Now everything works fine but I need a feature that filters.SearchFilter doesn't support. I want my search to be ordered by priority of search_fields.

For example here's two records:

foo1 : {"field_A": "any", "field_B": "many", "field_C": "bar", "id": 3}

foo2 : {"field_A": "many", "field_B": "any", "field_C": "bar", "id": 4}

Now when I do a search with search='many' param, I want the view to return me a list which foo2 record is higher that foo1 ( like this [foo2, foo1] ) because I want the search's priority to be field_A score but It just returns me a list that is sorted by id ([foo1, foo2]).

Any help?

2

There are 2 answers

0
Maximiliano Castro On

I just stumbled into this same exact problem.

My solution was to tweak the searching logic of DRF's filters.SearchFilter a little bit using inspiration from this response and ended up with the following custom filter class:

class PriorizedSearchFilter(filters.SearchFilter):
    def filter_queryset(self, request, queryset, view):
        """Override to return priorized results."""
        # Copy paste from DRF
        search_fields = getattr(view, 'search_fields', None)
        search_terms = self.get_search_terms(request)

        if not search_fields or not search_terms:
            return queryset

        orm_lookups = [
            self.construct_search(six.text_type(search_field))
            for search_field in search_fields
        ]
        base = queryset
        conditions = []

        # Will contain a queryset for each search term
        querysets = list()

        for search_term in search_terms:
            queries = [
                models.Q(**{orm_lookup: search_term})
                for orm_lookup in orm_lookups
            ]

            # Conditions for annotated priority value.
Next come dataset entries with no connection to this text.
PR #2120, opened 2018-05-03
many: dedup environment entries

sergiusens:
Deduplicate the environment entries when generating it for a specific part.
Also wrap the override script into an actual file to reduce the possibility
of an argument list error occurring.

LP: #1767625

-----

### DIFF
--- a/snapcraft/internal/pluginhandler/_runner.py
+++ b/snapcraft/internal/pluginhandler/_runner.py
@@ -116,20 +116,6 @@ class Runner:
                 'override-prime', self._override_prime_scriptlet,
                 self._primedir)
 
-    def _get_env(self):
-        env = ''
-        if common.is_snap():
-            # Since the snap is classic, $SNAP/bin is not on the $PATH.
-            # Let's set an alias to make sure it's found (but only if it
-            # exists).
-            snapcraftctl_path = os.path.join(
-                os.getenv('SNAP'), 'bin', 'snapcraftctl')
-            if os.path.exists(snapcraftctl_path):
-                env += 'alias snapcraftctl="$SNAP/bin/snapcraftctl"\n'
-        env += common.assemble_env()
-
-        return env
-
     def _run_scriptlet(self, scriptlet_name: str, scriptlet: str,
                        workdir: str) -> None:
         with tempfile.TemporaryDirectory() as tempdir:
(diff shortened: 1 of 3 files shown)


snapcraft/internal/pluginhandler/_runner.py
```diff
@@ -124,32 +138,27 @@ def _run_scriptlet(self, scriptlet_name: str, scriptlet: str,
...
-
-            process = subprocess.Popen(
-                ['/bin/sh', '-e', '-c', script], cwd=workdir)
+                    feedback_fifo=feedback_fifo.path, scriptlet=scriptlet)
+
+            # We write to a file as the script may be to long and hit the
+            # argument list limit.
+            run_script = os.path.join(tempdir, 'run_script')
+            with open(run_script, 'w+') as script_file:
+                print('set -e', file=script_file)
```
kyrofa: You can just leave the `-e` in the call to `/bin/sh`, unless you prefer this.

snapcraft/internal/project_loader/_parts_config.py
```diff
@@ -254,4 +254,13 @@ def build_env_for_part(self, part, root_part=True):
             env += dep_part.env(stagedir)
             env += self.build_env_for_part(dep_part, root_part=False)
 
-        return env
+        # LP: #1767625
+        # Remove duplicates from using the same plugin in dependent parts.
+        seen = dict()
```
kyrofa: This looks like it should be a set, no?

sergiusens: yeah, what was I thinking

snapcraft/internal/pluginhandler/_runner.py
```diff
@@ -116,6 +116,20 @@ def prime(self) -> None:
                 'override-prime', self._override_prime_scriptlet,
                 self._primedir)
 
+    def _get_env(self):
```
kyrofa: I don't see a reason this should be a method of this class, I suggest we make it standalone.

snapcraft/internal/pluginhandler/_runner.py
```diff
@@ -124,32 +138,27 @@ def _run_scriptlet(self, scriptlet_name: str, scriptlet: str,
...
-            env += common.assemble_env()
-
             # snapcraftctl only works consistently if it's using the exact same
             # interpreter as that used by snapcraft itself, thus the definition
             # of SNAPCRAFT_INTERPRETER.
             script = textwrap.dedent("""\
                 export SNAPCRAFTCTL_CALL_FIFO={call_fifo}
                 export SNAPCRAFTCTL_FEEDBACK_FIFO={feedback_fifo}
                 export SNAPCRAFT_INTERPRETER={interpreter}
-                {env}
```
kyrofa: I definitely understand and appreciate the extraction of the env stuff above into a method, but I don't understand why it was extracted from this script only to be added later to the script below. I'd kinda prefer to see the script all together in one place, personally.

snapcraft/internal/pluginhandler/_runner.py
```diff
@@ -124,32 +138,27 @@ def _run_scriptlet(self, scriptlet_name: str, scriptlet: str,
...
+            # We write to a file as the script may be to long and hit the
+            # argument list limit.
+            run_script = os.path.join(tempdir, 'run_script')
+            with open(run_script, 'w+') as script_file:
+                print('set -e', file=script_file)
+                print(self._get_env(), file=script_file)
+                print(script, file=script_file)
+
+            process = subprocess.Popen(['/bin/sh', script_file.name],
+                                       cwd=workdir)
```
kyrofa: We knew this would hide errors, and it does. I really don't like it. I think this should also get around the max args limit, but it keeps the good errors (I tested it):

```python
run_script = os.path.join(tempdir, 'run_script')
with open(run_script, 'w+') as script_file:
    print('set -e', file=script_file)
    print(self._get_env(), file=script_file)
    print(script, file=script_file)
    script_file.flush()
    script_file.seek(0)

    process = subprocess.Popen(['/bin/sh'], stdin=script_file,
                               cwd=workdir)
```

What do you think? That can be further simplified by moving the `set -e` to the `-e` option and keeping `_get_env()` as part of the `script`.

snapcraft/internal/pluginhandler/_runner.py
sergiusens: Oh, I wanted to split up the "real" script with the modifications we've done to the script, it becomes easier to debug at that point

snapcraft/internal/pluginhandler/_runner.py
sergiusens: I guess we could

PR #2122, opened 2018-05-04
many: introduce variables for part src and build

kyrofa:

-----

This PR resolves [LP: #1763028](https://bugs.launchpad.net/snapcraft/+bug/1763028) by adding new environment variables (and replacements) for part src and build directories. It also refactors the `SNAPCRAFT_*` environment handling to happen in one place instead of multiple.

### DIFF
--- a/snapcraft/internal/project_loader/_env.py
+++ b/snapcraft/internal/project_loader/_env.py
@@ -121,9 +121,9 @@ def snapcraft_global_environment(project: project.Project) -> Dict[str, str]:
 def snapcraft_part_environment(
         part: pluginhandler.PluginHandler) -> Dict[str, str]:
     return {
-        'SNAPCRAFT_PART_SRC': part.sourcedir,
-        'SNAPCRAFT_PART_BUILD': part.builddir,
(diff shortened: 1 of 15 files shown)


snapcraft/internal/project_loader/_env.py
```diff
@@ -89,3 +89,49 @@ def build_env_for_stage(stagedir: str, snap_name: str,
...
+        'SNAPCRAFT_PRIME': project.prime_dir,
+    }
+
+
+def snapcraft_part_environment(
+        part: pluginhandler.PluginHandler) -> Dict[str, str]:
+    return {
+        'SNAPCRAFT_PART_SRC': part.sourcedir,
+        'SNAPCRAFT_PART_BUILD': part.builddir,
+        'SNAPCRAFT_PART_INSTALL': part.installdir,
```
sergiusens: if this is the only place `part.installdir` is used, I would rather go the other way around and removing the property definition instead of creating a new one. And if not make this use `part.plugin.<dir>` instead and later on remove the `installdir` property.

kyrofa: Done.

PR #2131, opened 2018-05-11
No user site for snapcraft

sergiusens:

-----

### DIFF
--- a/snap/snapcraft.yaml
+++ b/snap/snapcraft.yaml
@@ -36,6 +36,7 @@ parts:
         - libsodium-dev
         - liblzma-dev
         - patch
+        - sed
     stage-packages:
         - binutils
         - execstack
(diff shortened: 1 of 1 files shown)


snap/snapcraft.yaml
```diff
@@ -36,6 +36,7 @@ parts:
         - libsodium-dev
         - liblzma-dev
         - patch
+        - sed
```
sparkiegeek: sed is an Essential package, for normal Debian(-based) systems this means that packages don't need to express a dependency on it, since it will *always* be installed. Do you anticipate needing to support build environments that don't respect this?

sergiusens: it is harmless and while low risk of removal, when work on the minimal docker images took place we were hit by it (I forget which package it was now).

kyrofa: Strip, which isn't essential, but yeah I think it makes sense to keep dependencies listed here, even if it's essentially a noop in this particular case.

Issue #2134, opened 2018-05-12
gradle plugin doesn't generate a war


bsutton:
I have a build.gradle that uses the 'war' gradle plugin to generate a war file.
If I run ./gradlew build I get the expected war file.

The gradle plug however essentially runs:

gradlew jar

The result is that the 'jar' task is executed and a jar is generated rather than the desired war file.
I'm no gradle expert but would it not make more sense to just run 'gradle build' ?

Alternatively add a gradle option to allow the desired task/tasks to be executed.
This would work for backward compatibility in that you could do:

gradle:
    task: [test, war]

If the task was not provided then it would default to 

gradle:
  tasks: [jar]

Currently the 'jar' task is just automatically appended to the 'gradle-option' list so this should work nicely.

kyrofa:
For future reference, please note that we use launchpad for bugs, not github: https://bugs.launchpad.net/snapcraft

PR #2135, opened 2018-05-12
Add gradle support for task other than just 'jar'

bsutton:
improved error when no jar found by displaying the path that was searched. Will make diagnosing build problems faster.

-----

### DIFF
--- a/snapcraft/plugins/gradle.py
+++ b/snapcraft/plugins/gradle.py
@@ -104,7 +104,7 @@ class GradlePlugin(snapcraft.plugins.jdk.JdkPlugin):
             basedir = 'war'
             jarfiles = warfiles
         else:
-            raise RuntimeError("Could not find any built jar files for part")
+            raise RuntimeError("Could not find any built jar files for part in: " + src)
 
         snapcraft.file_utils.link_or_copy_tree(
             src, os.path.join(self.installdir, basedir),
--- a/snapcraft/plugins/gradle.py
+++ b/snapcraft/plugins/gradle.py
@@ -118,7 +118,7 @@ class GradlePlugin(snapcraft.plugins.jdk.JdkPlugin):
             basedir = 'war'
             jarfiles = warfiles
         else:
-            raise RuntimeError("Could not find any built jar files in the part directory:" + src)
+            raise RuntimeError("Could not find any built jar/war files in the part directory:" + src)
 
         snapcraft.file_utils.link_or_copy_tree(
             src, os.path.join(self.installdir, basedir),
--- a/snapcraft/plugins/gradle.py
+++ b/snapcraft/plugins/gradle.py
@@ -118,7 +118,7 @@ class GradlePlugin(snapcraft.plugins.jdk.JdkPlugin):
             basedir = 'war'
             jarfiles = warfiles
         else:
-            raise RuntimeError("Could not find any built jar/war files in the part directory:" + src)
+            raise RuntimeError('Could not find any built jar/war files in the part directory: {!r}'.format(src))
 
         snapcraft.file_utils.link_or_copy_tree(
             src, os.path.join(self.installdir, basedir),
--- a/snapcraft/plugins/gradle.py
+++ b/snapcraft/plugins/gradle.py
@@ -72,7 +72,7 @@ class GradlePlugin(snapcraft.plugins.jdk.JdkPlugin):
             'items': {
                 'type': 'string',
             },
-            'default': [jar],
+            'default': ['jar'],
         }
         schema['properties']['gradle-output-dir'] = {
             'type': 'string',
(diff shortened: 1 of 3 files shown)


bsutton:
I've test this patch using snapcraft-pr 2135.

The test have included:
No gradle-options keyword - the jar task was run as expected

gradle-options: [-xtest] - the jar task was run as expected

gradle-options:[-xtest]
gradle-tasks:[jar]  - the jar task was run as expected

gradle-options: [-xtest]
gradle-tasks:[war] - the war task was run as expected, the jar task did not run as expected.

gradle-options: [-xtest]
gradle-tasks:[jar, war] - both the jar and war task ran as expected.

bsutton:
Fixes #2134

bsutton:
How do I get this pull request accepted?

There is a travis error but that appears to be a problem with travis not my patch:

Travis error:

    100% |████████████████████████████████| 61kB 2.3MB/s 
Collecting coverage==4.1 (from -r requirements-devel.txt (line 2))
Exception:

snapcraft/plugins/gradle.py
```diff
@@ -92,7 +105,8 @@ def build(self):
             gradle_cmd = ['gradle']
         self.run(gradle_cmd +
                  self._get_proxy_options() +
-                 self.options.gradle_options + ['jar'])
+                 self.options.gradle_options +
+				 self.options.gradle_tasks)
```
kyrofa: I'm all for this change in principle, as gradle isn't limited to the `jar` tasks, or even the `java` plugin (there's a `cpp` one, for example). However, now that we've opened up the ability to use gradle for other things, we still have the following logic that looks for .jar or .war files and bails out if it doesn't find them. If we open up this capability, we probably need to make that more generic as well. Thoughts?

snapcraft/plugins/gradle.py
```diff
@@ -104,7 +118,7 @@ def build(self):
             basedir = 'war'
             jarfiles = warfiles
         else:
-            raise RuntimeError("Could not find any built jar files for part")
+            raise RuntimeError("Could not find any built jar/war files in the part directory:" + src)
```
kyrofa: Please use `.format()` here instead of appending (preferably with `{!r}`). Also, please update this to use single quotes.

kyrofa:
Also, this is lacking tests.

snapcraft/plugins/gradle.py
bsutton: so I couple of issues. 1) I'm new to gradle 2) I'm not a python programmer.

I agree that we should extend this to support other outputs, however I've not sufficient knowledge of gradle/python to propose a patch that is likely to do the required job.

So two options:
1) we take the pull request as is as it adds useful functionality and does it in a way that would allow for a future update to support other output targets

2) we find a second contributor that can provide some advice on what's required to make this more generic to other output targets.

I'm inclined to go for 1) as it makes the new functionality available now and I think its sufficiently low risk that it will make future enhancements break backwards compatibility.

snapcraft/plugins/gradle.py
bsutton: I will push an update shortly.

snapcraft/plugins/gradle.py
bsutton: As to tests can you point me in the right direction as to how to create a test/where to place a test for this?

bsutton: OK, so I found the test cases, but in looking at the code I think its going to be well beyond my ability with python to build a coherent test case for this.
I'm using it in production so it does work, but that doesn't help for future maintainability.

bsutton: OK, so wasn't as hard I as i thought.
I've created some unit tests but I'm unable to run them the the dev setup guide is a bit vauge.

I'm getting the following error, what do I need to install to run the unit tests?

Google didn't turn up anything useful.


/runtests.sh tests/unit
tests.unit (unittest.loader._FailedTest) ... ERROR

ERROR: tests.unit (unittest.loader._FailedTest)
ImportError: Failed to import test module: tests.unit
  File "/usr/lib/python3.6/unittest/loader.py", line 462, in _find_test_path
    package = self._get_module_from_name(name)
  File "/usr/lib/python3.6/unittest/loader.py", line 369, in _get_module_from_name
    __import__(name)
  File "/home/bsutton/git/snapcore/snapcraft/tests/unit/__init__.py", line 23, in <module>
    import fixtures
ModuleNotFoundError: No module named 'fixtures'

sergiusens:
@kyrofa are you going to remove your review or verify you are satisfied?
@bsutton are you going to look into the test failures and merge conflicts?

Much has changed since this PR was open. Might be worth considering closing it and starting from a clean slate?

kyrofa:
@sergiusens as far as I can tell, my review still stands. The tests never passed and the issue I outlined is still present. If you want to land it as-is, you're welcome to dismiss my review.

sergiusens:
I am closing this considering @kyrofa's comment that the review still stands, @bsutton feel free to reopen once the issues have been addressed.

PR #2502, opened 2019-03-14
meta: fix management of snap/local

sergiusens:
Do not copy snap/local into the snap, furthermore, improve the copy
logic to work better with embedded directories.

Fixes SNAPCRAFT-J2
Fixes SNAPCRAFT-JB

-----

### DIFF
--- a/snapcraft/internal/meta/_snap_packaging.py
+++ b/snapcraft/internal/meta/_snap_packaging.py
@@ -433,33 +433,31 @@ class _SnapPackaging:
                 yaml_utils.dump(annotated_snapcraft, stream=manifest_file)
 
     def write_snap_directory(self) -> None:
+        assets_dir = self._project_config.project._get_snapcraft_assets_dir()
         # First migrate the snap directory. It will overwrite any conflicting
         # files.
-        for root, directories, files in os.walk(
-            self._project_config.project._get_snapcraft_assets_dir()
-        ):
-            with contextlib.suppress(ValueError):
-                directories.remove(".snapcraft")
-            with contextlib.suppress(ValueError):
-                # The snapcraft.yaml is migrated later
-                files.remove("snapcraft.yaml")
+        for root, directories, files in os.walk(assets_dir):
+            if root == assets_dir:
+                with contextlib.suppress(ValueError):
+                    directories.remove(".snapcraft")
+                with contextlib.suppress(ValueError):
+                    # The objective of local inside the snap dir is to
+                    # use it as an additional source so there is little
+                    # sense in copying it in here.
+                    directories.remove("local")
+                with contextlib.suppress(ValueError):
+                    # The snapcraft.yaml is migrated later
+                    files.remove("snapcraft.yaml")
 
             for directory in directories:
-                source = os.path.relpath(
-                    os.path.join(root, directory),
-                    self._project_config.project._work_dir,
-                )
-                # Also build-aux from destination
-                destination = os.path.join(self._prime_dir, source.lstrip("build-aux/"))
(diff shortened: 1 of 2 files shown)


snapcraft/internal/meta/_snap_packaging.py
```diff
@@ -433,43 +433,39 @@ def _record_manifest_and_source_snapcraft_yaml(self):
...
         # files.
-        for root, directories, files in os.walk(
-            self._project_config.project._get_snapcraft_assets_dir()
-        ):
-            with contextlib.suppress(ValueError):
-                directories.remove(".snapcraft")
-            with contextlib.suppress(ValueError):
-                # The snapcraft.yaml is migrated later
-                files.remove("snapcraft.yaml")
+        for root, directories, files in os.walk(assets_dir):
```
kyrofa: So let's see... at this point, I think all this is doing is migrating local plugins over. I don't like the catch-all copy, I think that a targeted approach is probably better. The important stuff is the snapcraft.yaml, the gui dir, and the hooks dir. If we're copying local plugins, that should probably only happen if the snapcraft.yaml is being copied as well. Anything else we care about?

sergiusens: I agree, but I also think, why are we copying at all?

sergiusens: I think we do not care about anything in there, the "manifest recording" logic is backwards as it wipes instead making everything all so complicated.

snap/hooks installed through a part is migrated through the pluginhandler, the logic here would only be useful for some form of consistency to say that snap/hooks takes precedence.

Aside from that, we just want GUI and potentially snapcraft.yaml, but I'd just copy that if needed instead.

To avoid great changes, I will just whitelist this tomorrow morning and also look into the PR this landed in to see if there is any indication of why this was done this way.

Thanks for taking a look.

sergiusens: ok, looking at when it was introduced https://github.com/snapcore/snapcraft/pull/1026/files#diff-6ddd7f2a83b2f307ff953c3fb60ae35dR126 I think the original reason to copy to snap/hooks was that, in the case of hooks, we would wrap them up in prime/meta/hooks.

We ended up only doing this for things that were primed, so there is no reason to copy these into prime/snap/hooks at all, except for parities sake and for the convention that anything defined in <project-root>/snap/hooks takes precedence over anything in prime/snap.

For this reason only it makes sense to keep copying these in, but not as broadly as proposed in the original implementation where we end up deleting most things after the fact.

kyrofa: Agreed.

snapcraft/internal/meta/_snap_packaging.py
```diff
@@ -433,40 +433,15 @@ def _record_manifest_and_source_snapcraft_yaml(self):
...
-        for origin in ["gui", "hooks"]:
-            src_dir = os.path.join(assets_dir, origin)
-            dst_dir = os.path.join(self.meta_dir, origin)
+        snap_assets_dir = self._project_config.project._get_snapcraft_assets_dir()
+        prime_snap_dir = os.path.join(self._prime_dir, "snap")
+
+        snap_dir_iter = itertools.product([prime_snap_dir], ["hooks"])
+        meta_dir_iter = itertools.product([self._meta_dir], ["hooks", "gui"])
+
+        for origin in itertools.chain(snap_dir_iter, meta_dir_iter):
```
cmatsuoka: This is a bit convoluted way to set src_dir and dst_dir, I hope we still understand the logic in the future.

PR #2504, opened 2019-03-18
cli: validate plugin schema before provider

cmatsuoka:
When using build providers, validate our yaml file schema prior to
executing ourselves inside the provider instance. This allows us
to quickly interrupt execution if validation fails.

LP: #1807875

Note: this is the second part of the original PR #2473 which was split in two parts.

-----


sergiusens:
I think we should close this, loading of plugins can fail on non linux systems, we need to rather move the plugin schemas to the general schema.

PR #2509, opened 2019-03-21
build providers: initial support for LXD

sergiusens:
Allow running snapcraft with --use-lxd for all the lifecycle steps and
cleaning.

LP: #1805221

-----


Lin-Buo-Ren:
I noticed the following warning message while running `snapcraft-pr.init 2509`:

```
pylxd 2.2.9 has requirement requests-toolbelt>=0.8.0, but you'll have requests-toolbelt 0.6.0 which is incompatible.
```

Lin-Buo-Ren:
You probably have already noticed, but the Snapcraft still printing `Launching a VM.` when being run with `--with-lxd`

Lin-Buo-Ren:
I noticed that snapcraft doesn't pick up the default profile in LXD, is it possible to at least making the cloud-init config customizable so that we can use a local APT mirror?

sergiusens:
Changes to this branch should make it to the beta/use-lxd channel.
If interested `snap refresh --channel beta/use-lxd snapcraft`

Lin-Buo-Ren:
```
$ snap refresh --channel beta/use-lxd snapcraft
error: requested a non-existing branch on latest/beta for snap
       "snapcraft": use-lxd
```

Lin-Buo-Ren:
Currently the build will error if the container isn't created in advance:

```
  File "/home/brlin/snap/snapcraft-pr/10/venvs/2509/lib/python3.6/site-packages/snapcraft/internal/build_providers/_base_provider.py", line 220, in launch_instance
    self._start()
  File "/home/brlin/snap/snapcraft-pr/10/venvs/2509/lib/python3.6/site-packages/snapcraft/internal/build_providers/_lxd/_lxd.py", line 91, in _start
    raise errors.ProviderInstanceNotFoundError(instance_name=self.instance_name)
snapcraft.internal.build_providers.errors.ProviderInstanceNotFoundError: Cannot find an instance named 'snapcraft-links'.
```

Lin-Buo-Ren:
I created a new container using a template that has set the `SNAPCRAFT_BUILD_ENVIRONMENT=host` environment variable in `/etc/profile` but the multipass installation prompt still appears, is Snapcraft not using a login shell?

sergiusens:
El viernes, 22 de marzo de 2019 18:47:06 -03 林博仁(Buo-ren Lin) escribió:
> ```
> $ snap refresh --channel beta/use-lxd snapcraft
> error: requested a non-existing branch on latest/beta for snap
>        "snapcraft": use-lxd
> ```

The branch is just lxd, so `snap refresh snapcraft --channel beta/lxd`

evandandrea:
It is really confusing that this option does not exist when you're in a directory with a snapcraft.yaml that does not use bases. I know the snapcraft-inside-snapcraft is the reason for this, but I think we should fix it.

sergiusens:
El miércoles, 27 de marzo de 2019 08:01:47 -03 Evan escribió:
> It is really confusing that this option does not exist when you're in a
> directory with a snapcraft.yaml that does not use bases. I know the
> snapcraft-inside-snapcraft is the reason for this, but I think we should
> fix it.

I have plans to fix it, but requires some refactoring to get rid of where the 
re-execution takes place.

snapcraft/internal/build_providers/_lxd/_lxd.py
```diff
@@ -0,0 +1,277 @@
...
+    _PROJECT_DEVICE_NAME = "snapcraft-project"
+
+    @classmethod
+    def ensure_provider(cls):
+        try:
+            if repo.snaps.SnapPackage.is_snap_installed("lxd"):
+                return
+        except repo.errors.SnapdConnectionError as snapd_error:
+            if sys.platform == "linux":
+                error_message = "snap support is required to continue: {}".format(
```
evandandrea: Why are we showing the full error when we know exactly what the problem is? How about:
>Snap support and the lxd snap are required to continue: https://docs.snapcraft.io/installing-snapd/6735

snapcraft/internal/build_providers/_lxd/_lxd.py
```diff
@@ -0,0 +1,277 @@
...
+                    snapd_error
+                )
+            else:
+                error_message = "LXD is not supported on this platform"
```
evandandrea: How about:
>LXD is not supported on this platform. Use multipass to run snapcraft on non-Linux systems: https://github.com/CanonicalLtd/multipass

snapcraft/internal/build_providers/_lxd/_lxd.py
```diff
@@ -0,0 +1,277 @@
...
+                prompt_installable=False,
+                error_message=error_message,
+            ) from snapd_error
+
+        # At this point, we know that if we are on linux that we have
+        # snap support.
+        raise errors.ProviderNotFound(
+            provider=cls._get_provider_name(),
+            prompt_installable=True,
+            error_message="The LXD snap is required to continue",
```
evandandrea: How about:
>The lxd snap is required to continue: snap install lxd

snapcraft/internal/build_providers/_lxd/_lxd.py
```diff
@@ -0,0 +1,277 @@
...
+            subprocess.check_output(["lxd", "waitready", "--timeout=30"])
+        except subprocess.CalledProcessError as call_error:
+            raise SnapcraftEnvironmentError(
+                "Timeout reached waiting for LXD to start."
+            ) from call_error
+
+        try:
+            subprocess.check_output(["lxd", "init", "--auto"])
+        except subprocess.CalledProcessError as call_error:
+            raise SnapcraftEnvironmentError("Failed to initialize LXD.") from call_error
```
evandandrea: How about:
>Failed to initialize LXD. Try manually initializing before trying again: lxd init --auto

snapcraft/internal/build_providers/_lxd/_lxd.py
```diff
@@ -0,0 +1,277 @@
...
+
+    def shell(self) -> None:
+        self._run(command=["/bin/bash"])
+
+    def _ensure_container_running(self) -> None:
+        self._container.sync()
+        if self._container.status.lower() != "running":
+            raise errors.ProviderFileCopyError(
+                provider_name=self._get_provider_name(),
+                error_message="container is not running, it is current state is: {!r].".format(
```
evandandrea: "it is current state is"?

What does this error mean, that the LXD instance died? What might cause this?

snapcraft/internal/build_providers/_lxd/_lxd.py
```diff
@@ -0,0 +1,277 @@
...
+            self._container.delete(wait=True)
+        return was_cleaned
+
+    def pull_file(self, name: str, destination: str, delete: bool = False) -> None:
+        self._ensure_container_running()
+
+        # TODO: better handling of larger files.
+        try:
+            source_data = self._container.files.get(name)
+        except pylxd.exceptions.LXDAPIException as lxd_api_error:
```
evandandrea: If pylxd.exceptions.LXDAPIException happens it's a bug in LXD, right? Should we instruct them to file one?

sergiusens: This can be anything, not necessarily a bug... They only have one exception so we cannot know exactly what is going on, but they use the stdlib exceptions for anything not return from the lxd socket.

Examples of this are:
- Failed to reach the lxd remote
- Failed to create the container
- Failed to save the config

Think of it as multipass exiting with != 0

snapcraft/internal/build_providers/_lxd/_lxd.py
sergiusens: good typo catch, could happen if someone stops the container or removes LXD mid run.

snapcraft/internal/build_providers/_lxd/_lxd.py
sergiusens: Sounds good.

snapcraft/internal/build_providers/_lxd/_lxd.py
sergiusens: This message is what makes it to click.confirm, so you will be prompted with a yes/no with that message. Let me see if I can fit this in somehow

snapcraft/internal/build_providers/_lxd/_lxd.py
sergiusens: Yeah, that looks good, although we could also tell people to just run without --use-lxd, what do you think?

snapcraft/internal/build_providers/_lxd/_lxd.py
sergiusens: Indeed

snapcraft/internal/build_providers/_lxd/_lxd.py
```diff
@@ -45,30 +45,49 @@ class LXD(Provider):
...
+        # If we reach this point, it means the lxd snap is properly setup.
+        # Now is the time for additional sanity checks to ensure the provider
+        # will work.
+        try:
+            # TODO: add support for more distributions. Maybe refactor a bit so that Repo behaves
+            # similar to a build provider.
+            if repo.Repo.is_package_installed("lxd") or repo.Repo.is_package_installed(
+                "lxd-client"
+            ):
+                raise SnapcraftEnvironmentError(
```
cmatsuoka: A comment on what happened to me when I allowed snapcraft to install the lxd snap (I was previously using the deb packages): it installed lxd, and successfully built my package. Then in the next attempt to run snapcraft, it refused to run because I had the deb packages installed -- but it ran the first time. Also I lost my custom default profile in the process and had to recreate it in the new lxd installation -- I wonder what else from my previous configuration has changed.

sergiusens: The first time, before doing the iterative PRs to make this smaller involved setting LXD_DIR, then with a refactor I removed it as it was mostly a hack. So a mixup of deb and snap went into place.

pylxd does not support both installations at the same time in an official capacity but can be made to work.

I want to work the lxd team to get the best mechanisms to have lxd tell me where its socket lived, alas it was determined that we needed to hardcode the path to it (seen in later versions of this PR).

We do nothing special with the profile. But I do suspect having both installed at a point in time triggered `lxd init --auto` from /usr/bin instead of /snap/bin and that is now solved with the abspath to the binary and that process might have wiped your profile.

To solve the deb problem, we now just decide to falloff if the deb is installed.

Lastly, I want to add that to not lose stuff you need to run lxd.migrate from the snap to move away from the deb.

snapcraft/internal/build_providers/_lxd/_lxd.py
sergiusens: I am not sure about this one now... this might be the wrong way to solve this.

sergiusens: I will fix in a different PR provided I get a bug for this :smile:
But the gist of it, is that we should solve this at a higher layer to keep a good separation of concerns.

snapcraft/internal/build_providers/_lxd/_lxd.py
sergiusens: lxd.migrate as part of commit 13cf4b9b

snapcraft/internal/build_providers/_lxd/_lxd.py
evandandrea: https://bugs.launchpad.net/snapcraft/+bug/1822545

snapcraft/cli/lifecycle.py
```diff
@@ -90,8 +90,10 @@ def _execute(  # noqa: C901
             build_provider_class.ensure_provider()
         except build_providers.errors.ProviderNotFound as provider_error:
             if provider_error.prompt_installable:
-                click.echo(str(provider_error))
-                if click.confirm("Would you like to install it now?"):
+                if click.confirm(
+                    "Support for {!r} needs to be setup. "
```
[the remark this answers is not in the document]
sergiusens: true http://www.future-perfect.co.uk/grammar-tip/is-it-setup-set-up-or-set-up/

Priority == inverse of the search field's index.
            # Example: 
            #   search_fields = ['field_A', 'field_B', 'field_C']
            #   Priorities are field_A = 2, field_B = 1, field_C = 0
            when_conditions = [models.When(queries[i], then=models.Value(len(queries) - i - 1)) for i in range(len(queries))]
            
            # Generate queryset result for this search term, with annotated priority
            querysets.append(
                queryset.filter(reduce(operator.or_, queries))
                    .annotate(priority=models.Case(
                        *when_conditions,
                        output_field=models.IntegerField(),
                        default=models.Value(-1)) # Lowest possible priority
                    )
                )

        # Intersect all querysets and order by highest priority
        queryset = reduce(operator.and_, querysets).order_by('-priority')

        # Copy paste from DRF
        if self.must_call_distinct(queryset, search_fields):
            # Filtering against a many-to-many field requires us to
            # call queryset.distinct() in order to avoid duplicate items
            # in the resulting queryset.
            # We try to avoid this if possible, for performance reasons.
            queryset = distinct(queryset, base)
        return queryset

Use filter_backends = [PrioritizedSearchFilter] and you're set.

0
João Seckler On

Maximiliano's answer is almost perfect, but there is a bug with duplicate entries in it. If the search word matches the object in more than one field, then queryset's distinct will regard the same object annotated with different priorities as different objects. As a result, the search filter will return duplicated entries.

Since Django 3.2, the solution is as simple as replacing annotate with alias. From it's documentation,

Same as annotate(), but instead of annotating objects in the QuerySet, saves the expression for later reuse with other QuerySet methods. (...) alias() can be used in conjunction with annotate(), exclude(), filter(), order_by(), and update().

In other words, alias solves the problem because it can be used with order_by but is disregarded by distinct.